E’ passato meno di un mese da quando il Tesoro ha raccolto 3,5 miliardi con due BTp in dollari a 3 e 30 anni. La seconda tranche offriva al suo debutto il 3,94%, grazie a un’emissione sotto la pari e una cedola del 3,875% (ISIN: US465410CC03). Quello stesso giorno – eravamo il 27 aprile – il BTp in euro a 30 anni offriva l’1,86%, cioè 208 punti base in meno. In queste settimane, il suo rendimento risulta salito all’1,98%. E il BTp in dollari? Dopo una discesa fino a un minimo di 98 centesimi, ha risalito la china e nella giornata di venerdì scorso la quotazione si attestava alla pari.

Dunque, il suo rendimento è sceso al 3,875%.

E così, le distanze tra i due titoli si sono ristrette. Lo spread tra BTp in dollari e quello in euro a 30 anni è sceso a 189 punti base, cioè di quasi una ventina. Al contempo, il Treasury di pari durata è salito dal 2,30% al 2,32%. Questo porta lo spread con i titoli di stato USA in calo da 165 a 155 punti. A ridursi sono anche le distanze con Oltreoceano.

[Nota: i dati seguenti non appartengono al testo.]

Issue #279, opened 2019-05-02
update section: 8.9.2 Existing Device Described with a Thing Description


mlagally:
Remove:
Providing a Thing Description for a device also only allows it to be used in a server role, with its Thing Description being consumed by other Things. Using such a device as a Consumer will only in general be possible if the device can be modified to consume Thing Descriptions.

mmccool:
Resolved in PR https://github.com/w3c/wot-architecture/pull/289.

Issue #276, opened 2019-05-02
Add text to section "Existing Device Described with a Thing Description"


mlagally:
Indicate manual creation of TD.

Add a sentence describing the mechanism to create a TD.

mmccool:
See PR https://github.com/w3c/wot-architecture/pull/289.

PR #289, opened 2019-05-05
Update discussion of support for existing devices (issues 279 and 276)

mmccool:
- Simplify paragraph describing devices that cannot be modified, avoiding implying that they must be servers (right now, TDs can only describe servers, but in the future this might not be the case).  Addresses issue https://github.com/w3c/wot-architecture/issues/279
- Discuss means by which TDs may be created, to be consistent with the figure.  Addresses issue https://github.com/w3c/wot-architecture/issues/276


mkovatsc:
Looks good to merge, except for `<em>WoT <a>Things</a></em>`. I think it is not good to somewhat locally redefine an already defined term... Just say `<a>Things</a>`, which already points to our definition.

mkovatsc:
Please merge. For some reason changes to the lines changed here already caused a conflict for #291.
After merging, I can address the WoT Thing issue by yet again resolving the conflict...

A cosa sono dovuti questi movimenti? Sappiamo che il trend sui mercati obbligazionari in queste settimane è ribassista nell’Eurozona. La reflazione sta riducendo la domanda di bond a favore di “commodities” e azioni. Peraltro, il timore di un taglio degli acquisti di bond da parte della PEPP accresce il rischio sovrano percepito per i titoli italiani. A quanto pare, non lo stesso dicasi per i BTp in dollari. Il loro rendimento stringe sia nei confronti dei bond in euro, sia dei Treasuries. Come leggere questa apparente anomalia?

Per prima cosa, il cambio euro-dollaro si è rafforzato nell’ultimo mese dell’1% a 1,22, ai massimi da gennaio. L’indebolimento del biglietto verde contro la moneta unica sta rendendo i BTp in dollari relativamente meno costosi. A parità di rischio sovrano, probabile che ciò abbia sostenuto l’appetito tra coloro che cercano “yield” sul mercato americano.

Possibile anche che vi sia una spiegazione meno tranquillizzante: il mercato sconta un rischio sovrano più alto per i BTp in euro, in quanto quelli in dollari molto più difficilmente sarebbero ridenominati in un’altra valuta nel caso di ristrutturazione del debito italiano. Ma se così fosse, perché lo spread con il Treasury a 30 anni stringe? In fondo, significa che il premio richiesto dal mercato per investire sui titoli di stato italiani, anziché americani, si sia ridotto. E questo è un piccolo segno di fiducia verso il Bel Paese.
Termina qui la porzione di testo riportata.